=== Section Start ===
PR #1665, opened 2020-02-25
Test for Default FSx Configuration

sean-smith:


sean-smith:
When a stack is created with the following config:

```ini
[fsx test5]
shared_dir = /fsx
storage_capacity = 3600
```
The parameter passed to cloudformation is as follows:

image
=== Section End ===
# [Exercise]
An unaltered transcription of all the data above is needed.

# [Result]
PR #1665, opened 2020-02-25
Test for Default FSx Configuration

sean-smith:


sean-smith:
When a stack is created with the following config:

```ini
[fsx test5]
shared_dir = /fsx
storage_capacity = 3600
```
The parameter passed to cloudformation is as follows:

image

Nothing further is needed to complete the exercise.